═══ Data for processing ═══

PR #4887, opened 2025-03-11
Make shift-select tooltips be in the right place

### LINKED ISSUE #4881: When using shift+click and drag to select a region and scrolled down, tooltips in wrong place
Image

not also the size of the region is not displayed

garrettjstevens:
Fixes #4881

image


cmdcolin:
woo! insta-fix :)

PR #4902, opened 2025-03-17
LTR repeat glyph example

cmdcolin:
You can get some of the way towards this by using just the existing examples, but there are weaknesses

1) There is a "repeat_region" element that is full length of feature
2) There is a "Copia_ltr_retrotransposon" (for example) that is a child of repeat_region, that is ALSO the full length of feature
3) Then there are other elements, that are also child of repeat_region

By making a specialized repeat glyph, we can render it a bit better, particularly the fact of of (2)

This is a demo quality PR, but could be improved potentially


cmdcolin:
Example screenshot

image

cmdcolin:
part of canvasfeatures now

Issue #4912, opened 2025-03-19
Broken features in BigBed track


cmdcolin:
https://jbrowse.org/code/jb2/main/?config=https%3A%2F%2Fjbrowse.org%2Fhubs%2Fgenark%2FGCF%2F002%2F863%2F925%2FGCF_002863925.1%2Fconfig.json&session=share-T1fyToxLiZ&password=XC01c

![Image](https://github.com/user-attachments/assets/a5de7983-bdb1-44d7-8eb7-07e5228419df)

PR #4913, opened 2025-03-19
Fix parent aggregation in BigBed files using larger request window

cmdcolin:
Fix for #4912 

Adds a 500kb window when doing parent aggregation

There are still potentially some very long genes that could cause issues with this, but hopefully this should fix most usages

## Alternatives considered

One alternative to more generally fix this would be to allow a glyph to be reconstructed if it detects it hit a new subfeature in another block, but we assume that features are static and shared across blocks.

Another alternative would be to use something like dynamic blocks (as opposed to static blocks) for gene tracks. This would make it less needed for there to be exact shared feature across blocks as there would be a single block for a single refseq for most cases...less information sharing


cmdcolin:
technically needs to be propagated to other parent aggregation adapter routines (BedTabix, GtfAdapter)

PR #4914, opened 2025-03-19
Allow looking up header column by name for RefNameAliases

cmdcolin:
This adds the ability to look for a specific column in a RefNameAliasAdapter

═══
═══ Data for processing ═══

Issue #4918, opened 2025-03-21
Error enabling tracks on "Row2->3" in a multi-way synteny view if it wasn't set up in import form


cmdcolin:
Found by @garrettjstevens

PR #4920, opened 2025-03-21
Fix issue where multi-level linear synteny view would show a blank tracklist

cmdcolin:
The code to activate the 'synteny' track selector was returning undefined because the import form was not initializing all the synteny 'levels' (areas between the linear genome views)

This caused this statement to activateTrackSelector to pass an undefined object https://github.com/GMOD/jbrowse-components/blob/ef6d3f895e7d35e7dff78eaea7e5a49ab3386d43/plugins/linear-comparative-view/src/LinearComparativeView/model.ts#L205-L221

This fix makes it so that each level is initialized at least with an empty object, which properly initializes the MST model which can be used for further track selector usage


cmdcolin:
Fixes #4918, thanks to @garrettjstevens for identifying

═══

:: What to work on ::
Each line in the entries above, starting at the line with "Allow looking up" and ending at the line with "This adds the", is to be printed exactly, and only those lines.

:: Exercise response ::
Allow looking up header column by name for RefNameAliases

cmdcolin:
This adds the ability to look for a specific column in a RefNameAliasAdapter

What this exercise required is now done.